EXERCISE OBJECTIVE | Please tally the lines below that contain the string "endl" and reply with that figure only.

START EXTRACTED RECORDS

PR #357, opened 2016-08-15
Add C++11 std::array point adaptor

norbertwenzel:
Add point adaptor based on existing Boost.Array adaptor for C++11 std::array. I'm currently not very happy with the preprocessor checks in the test, but since the whole test is really small I think the preprocessor checks are not too bad. Anyway, I'm open to suggestions if changes are required.

### DIFF
--- a/include/boost/geometry/geometries/adapted/std_array.hpp
+++ b/include/boost/geometry/geometries/adapted/std_array.hpp
@@ -1,0 +1,115 @@
+// Boost.Geometry (aka GGL, Generic Geometry Library)
+
+// Copyright (c) 2010 Alfredo Correa
+// Copyright (c) 2010-2012 Barend Gehrels, Amsterdam, the Netherlands.
+// Copyright (c) 2016 Norbert Wenzel
+
+// Use, modification and distribution is subject to the Boost Software License,
+// Version 1.0. (See accompanying file LICENSE_1_0.txt or copy at
+// http://www.boost.org/LICENSE_1_0.txt)
+
+#ifndef BOOST_GEOMETRY_GEOMETRIES_ADAPTED_STD_ARRAY_HPP
+#define BOOST_GEOMETRY_GEOMETRIES_ADAPTED_STD_ARRAY_HPP
+
+
+#define BOOST_GEOMETRY_ADAPTED_STD_ARRAY_TAG_DEFINED
+
+
+#include <cstddef>
+
+#include <boost/type_traits/is_arithmetic.hpp>
+
+#include <boost/geometry/core/access.hpp>
+#include <boost/geometry/core/cs.hpp>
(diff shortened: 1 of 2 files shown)


awulkiew:
Thanks!
It looks good to me.

norbertwenzel:
Since the merge window is now open again I just wanted to ask if there is anything that needs to be done on my side, before this one is ready.

include/boost/geometry/geometries/adapted/std_array.hpp
```diff
@@ -0,0 +1,114 @@
+// Boost.Geometry (aka GGL, Generic Geometry Library)
+
+// Copyright (c) 2010 Alfredo Correa
```
barendgehrels: The copyright is not up to date

test/geometries/boost_array_as_point.cpp
```diff
@@ -31,6 +35,12 @@ int test_main(int, char* [])
     std::clog << bg::distance(p1, p2) << std::endl;
     std::clog << bg::distance(p2, p3) << std::endl;
     std::clog << bg::distance(p3, p4) << std::endl;
+
+#ifndef BOOST_NO_CXX11_HDR_ARRAY 
+    std::array<double, 3> p5{13,14,15};
+    std::clog << bg::distance(p4, p5) << std::endl;
+#endif //BOOST_NO_CXX11_HDR_ARRAY
```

END EXTRACTED RECORDS

ANSWER SPACE | 4